* _Data supplied_:
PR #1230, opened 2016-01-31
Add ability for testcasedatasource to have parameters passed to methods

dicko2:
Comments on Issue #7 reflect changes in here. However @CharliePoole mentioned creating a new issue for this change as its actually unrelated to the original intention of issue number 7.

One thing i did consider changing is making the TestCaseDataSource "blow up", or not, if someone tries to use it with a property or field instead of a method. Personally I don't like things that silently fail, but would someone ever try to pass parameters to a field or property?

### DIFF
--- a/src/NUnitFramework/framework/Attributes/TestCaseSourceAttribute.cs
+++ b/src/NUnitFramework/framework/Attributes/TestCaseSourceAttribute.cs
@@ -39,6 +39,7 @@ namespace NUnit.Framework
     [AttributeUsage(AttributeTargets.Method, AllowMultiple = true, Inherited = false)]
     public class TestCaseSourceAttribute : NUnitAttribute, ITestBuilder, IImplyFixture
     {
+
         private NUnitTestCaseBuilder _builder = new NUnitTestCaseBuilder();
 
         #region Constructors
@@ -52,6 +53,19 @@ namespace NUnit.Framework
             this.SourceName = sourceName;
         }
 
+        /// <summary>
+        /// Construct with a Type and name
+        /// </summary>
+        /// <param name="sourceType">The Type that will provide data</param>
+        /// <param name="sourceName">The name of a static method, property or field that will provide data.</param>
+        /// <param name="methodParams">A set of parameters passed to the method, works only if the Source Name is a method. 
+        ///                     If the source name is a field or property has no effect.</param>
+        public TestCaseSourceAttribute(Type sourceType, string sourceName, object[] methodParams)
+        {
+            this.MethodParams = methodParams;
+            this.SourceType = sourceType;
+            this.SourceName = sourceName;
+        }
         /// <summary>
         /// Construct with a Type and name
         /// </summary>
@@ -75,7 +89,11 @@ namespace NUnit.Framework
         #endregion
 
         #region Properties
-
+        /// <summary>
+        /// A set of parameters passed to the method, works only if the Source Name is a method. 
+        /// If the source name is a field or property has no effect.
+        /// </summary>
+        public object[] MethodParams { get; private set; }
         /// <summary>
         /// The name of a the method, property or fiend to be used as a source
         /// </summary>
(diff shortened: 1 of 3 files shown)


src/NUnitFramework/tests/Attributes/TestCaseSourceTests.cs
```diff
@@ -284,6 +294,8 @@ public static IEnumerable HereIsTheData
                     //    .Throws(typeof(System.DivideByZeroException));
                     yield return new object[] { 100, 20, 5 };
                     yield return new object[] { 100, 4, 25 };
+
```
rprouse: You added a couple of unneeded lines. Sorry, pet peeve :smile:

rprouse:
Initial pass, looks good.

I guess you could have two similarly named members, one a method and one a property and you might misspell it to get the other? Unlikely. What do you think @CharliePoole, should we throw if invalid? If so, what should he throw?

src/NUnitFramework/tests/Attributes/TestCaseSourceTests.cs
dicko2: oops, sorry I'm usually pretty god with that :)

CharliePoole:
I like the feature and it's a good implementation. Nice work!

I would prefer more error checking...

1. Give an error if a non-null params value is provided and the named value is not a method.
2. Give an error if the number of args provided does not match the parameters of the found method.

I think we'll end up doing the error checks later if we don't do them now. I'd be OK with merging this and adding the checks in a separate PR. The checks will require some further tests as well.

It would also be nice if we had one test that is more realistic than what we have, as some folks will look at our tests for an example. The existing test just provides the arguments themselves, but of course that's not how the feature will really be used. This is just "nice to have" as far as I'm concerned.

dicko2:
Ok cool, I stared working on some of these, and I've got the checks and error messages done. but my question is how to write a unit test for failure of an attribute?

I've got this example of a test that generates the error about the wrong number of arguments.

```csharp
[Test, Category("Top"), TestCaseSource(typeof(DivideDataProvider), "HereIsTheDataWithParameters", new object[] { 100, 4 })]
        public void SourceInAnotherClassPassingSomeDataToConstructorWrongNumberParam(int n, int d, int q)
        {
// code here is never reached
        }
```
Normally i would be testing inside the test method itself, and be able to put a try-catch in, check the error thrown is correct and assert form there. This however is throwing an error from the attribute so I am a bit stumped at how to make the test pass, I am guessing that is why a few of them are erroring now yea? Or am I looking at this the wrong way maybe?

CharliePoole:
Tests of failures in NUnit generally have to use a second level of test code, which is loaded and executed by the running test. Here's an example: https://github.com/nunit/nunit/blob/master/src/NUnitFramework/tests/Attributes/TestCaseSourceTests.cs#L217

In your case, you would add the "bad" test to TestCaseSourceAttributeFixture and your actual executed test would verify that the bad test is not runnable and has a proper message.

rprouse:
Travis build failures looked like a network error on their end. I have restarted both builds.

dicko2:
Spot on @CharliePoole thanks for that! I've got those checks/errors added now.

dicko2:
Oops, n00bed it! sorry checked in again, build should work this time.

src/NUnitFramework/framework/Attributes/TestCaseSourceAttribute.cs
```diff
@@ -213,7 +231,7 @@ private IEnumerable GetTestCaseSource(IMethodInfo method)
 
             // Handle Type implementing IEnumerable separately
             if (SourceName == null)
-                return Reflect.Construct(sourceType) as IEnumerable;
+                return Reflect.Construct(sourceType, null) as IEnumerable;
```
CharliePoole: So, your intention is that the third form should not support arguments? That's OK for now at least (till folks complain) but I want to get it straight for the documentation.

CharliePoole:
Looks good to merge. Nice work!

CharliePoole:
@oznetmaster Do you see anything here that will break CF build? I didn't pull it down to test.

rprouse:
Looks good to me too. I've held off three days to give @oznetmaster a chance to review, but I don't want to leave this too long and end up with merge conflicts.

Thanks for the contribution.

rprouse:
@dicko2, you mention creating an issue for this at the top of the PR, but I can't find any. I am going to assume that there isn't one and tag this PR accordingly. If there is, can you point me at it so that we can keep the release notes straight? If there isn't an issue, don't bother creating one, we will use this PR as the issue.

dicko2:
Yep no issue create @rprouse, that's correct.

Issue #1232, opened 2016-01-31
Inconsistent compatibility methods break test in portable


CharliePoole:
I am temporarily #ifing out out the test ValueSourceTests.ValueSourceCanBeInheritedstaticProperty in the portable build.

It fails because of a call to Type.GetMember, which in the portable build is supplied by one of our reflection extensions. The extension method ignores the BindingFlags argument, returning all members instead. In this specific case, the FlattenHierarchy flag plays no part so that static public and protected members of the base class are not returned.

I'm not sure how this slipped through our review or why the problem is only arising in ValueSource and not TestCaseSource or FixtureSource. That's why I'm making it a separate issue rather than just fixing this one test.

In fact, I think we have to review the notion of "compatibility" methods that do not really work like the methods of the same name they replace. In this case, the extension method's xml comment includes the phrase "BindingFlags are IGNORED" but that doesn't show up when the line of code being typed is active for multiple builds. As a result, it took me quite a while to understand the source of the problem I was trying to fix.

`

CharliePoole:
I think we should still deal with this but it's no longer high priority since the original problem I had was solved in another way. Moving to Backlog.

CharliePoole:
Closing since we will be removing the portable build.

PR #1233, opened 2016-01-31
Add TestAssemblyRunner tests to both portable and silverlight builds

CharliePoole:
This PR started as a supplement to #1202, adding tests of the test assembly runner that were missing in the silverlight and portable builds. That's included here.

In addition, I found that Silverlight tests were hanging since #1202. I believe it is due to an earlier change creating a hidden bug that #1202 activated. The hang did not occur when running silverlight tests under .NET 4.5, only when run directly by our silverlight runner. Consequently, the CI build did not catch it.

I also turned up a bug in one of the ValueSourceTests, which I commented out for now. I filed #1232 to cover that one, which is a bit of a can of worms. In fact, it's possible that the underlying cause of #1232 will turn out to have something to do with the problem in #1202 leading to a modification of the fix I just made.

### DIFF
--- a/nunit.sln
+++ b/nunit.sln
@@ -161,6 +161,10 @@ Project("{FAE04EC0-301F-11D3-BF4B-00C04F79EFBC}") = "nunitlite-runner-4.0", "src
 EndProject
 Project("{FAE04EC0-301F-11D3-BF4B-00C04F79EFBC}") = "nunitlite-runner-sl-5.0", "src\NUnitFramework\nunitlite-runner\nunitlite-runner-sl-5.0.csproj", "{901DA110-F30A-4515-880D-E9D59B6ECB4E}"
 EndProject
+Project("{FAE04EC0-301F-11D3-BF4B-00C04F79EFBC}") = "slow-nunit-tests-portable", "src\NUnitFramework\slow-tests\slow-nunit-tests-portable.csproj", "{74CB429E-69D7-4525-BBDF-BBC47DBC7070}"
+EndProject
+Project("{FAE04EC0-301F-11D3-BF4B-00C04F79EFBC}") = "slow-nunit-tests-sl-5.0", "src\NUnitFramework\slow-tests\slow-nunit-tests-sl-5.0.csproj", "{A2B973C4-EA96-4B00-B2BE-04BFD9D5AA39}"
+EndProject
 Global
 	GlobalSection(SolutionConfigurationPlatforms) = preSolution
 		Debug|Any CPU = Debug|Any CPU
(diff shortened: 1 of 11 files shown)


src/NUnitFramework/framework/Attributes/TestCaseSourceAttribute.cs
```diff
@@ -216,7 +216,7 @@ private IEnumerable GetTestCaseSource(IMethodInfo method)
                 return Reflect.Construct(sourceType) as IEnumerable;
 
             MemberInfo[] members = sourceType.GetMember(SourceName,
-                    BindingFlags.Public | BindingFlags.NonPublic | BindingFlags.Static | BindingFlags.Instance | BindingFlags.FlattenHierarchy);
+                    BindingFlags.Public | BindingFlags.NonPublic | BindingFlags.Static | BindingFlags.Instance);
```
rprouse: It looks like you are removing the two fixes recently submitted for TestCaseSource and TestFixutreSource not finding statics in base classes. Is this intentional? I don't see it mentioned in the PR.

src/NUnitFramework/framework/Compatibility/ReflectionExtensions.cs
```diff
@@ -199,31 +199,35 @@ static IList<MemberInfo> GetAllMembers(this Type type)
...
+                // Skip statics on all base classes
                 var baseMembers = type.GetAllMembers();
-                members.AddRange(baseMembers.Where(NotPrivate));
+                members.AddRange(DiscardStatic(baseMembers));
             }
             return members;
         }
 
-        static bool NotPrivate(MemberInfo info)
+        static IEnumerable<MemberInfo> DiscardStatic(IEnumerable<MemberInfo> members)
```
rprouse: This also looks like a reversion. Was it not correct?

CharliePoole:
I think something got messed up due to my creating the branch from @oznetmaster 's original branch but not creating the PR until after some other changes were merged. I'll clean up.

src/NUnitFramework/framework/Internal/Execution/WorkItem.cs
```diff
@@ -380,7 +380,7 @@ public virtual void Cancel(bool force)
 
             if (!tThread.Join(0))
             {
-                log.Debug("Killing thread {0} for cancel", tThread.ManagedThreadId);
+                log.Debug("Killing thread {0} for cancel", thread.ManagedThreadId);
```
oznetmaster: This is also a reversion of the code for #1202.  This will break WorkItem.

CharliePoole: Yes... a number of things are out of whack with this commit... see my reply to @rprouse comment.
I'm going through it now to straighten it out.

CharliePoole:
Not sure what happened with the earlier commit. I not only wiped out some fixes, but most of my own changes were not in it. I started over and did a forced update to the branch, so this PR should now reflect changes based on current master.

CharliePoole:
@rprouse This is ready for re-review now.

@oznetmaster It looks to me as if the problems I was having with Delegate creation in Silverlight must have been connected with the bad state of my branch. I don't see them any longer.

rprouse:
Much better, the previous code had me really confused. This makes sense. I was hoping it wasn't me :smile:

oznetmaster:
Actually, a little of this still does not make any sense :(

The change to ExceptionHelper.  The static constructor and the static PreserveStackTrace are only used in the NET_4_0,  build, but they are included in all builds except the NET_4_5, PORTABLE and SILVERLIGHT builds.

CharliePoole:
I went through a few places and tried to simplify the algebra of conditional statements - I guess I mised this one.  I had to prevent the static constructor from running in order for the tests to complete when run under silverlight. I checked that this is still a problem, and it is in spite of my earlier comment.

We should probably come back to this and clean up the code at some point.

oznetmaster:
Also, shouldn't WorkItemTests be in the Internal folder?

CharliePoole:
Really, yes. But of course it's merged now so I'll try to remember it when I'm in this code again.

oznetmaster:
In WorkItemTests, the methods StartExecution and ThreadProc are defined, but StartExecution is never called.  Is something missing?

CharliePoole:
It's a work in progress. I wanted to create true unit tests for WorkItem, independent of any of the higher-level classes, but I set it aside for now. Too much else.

* _Work task_: The response should hold exactly the lines starting at the line with "private NUnitTestCaseBuilder _builder" and ending at the line with "will provide data</param>", and no other line of the material above.

* _Written answer_:
         private NUnitTestCaseBuilder _builder = new NUnitTestCaseBuilder();
 
         #region Constructors
@@ -52,6 +53,19 @@ namespace NUnit.Framework
             this.SourceName = sourceName;
         }
 
+        /// <summary>
+        /// Construct with a Type and name
+        /// </summary>
+        /// <param name="sourceType">The Type that will provide data</param>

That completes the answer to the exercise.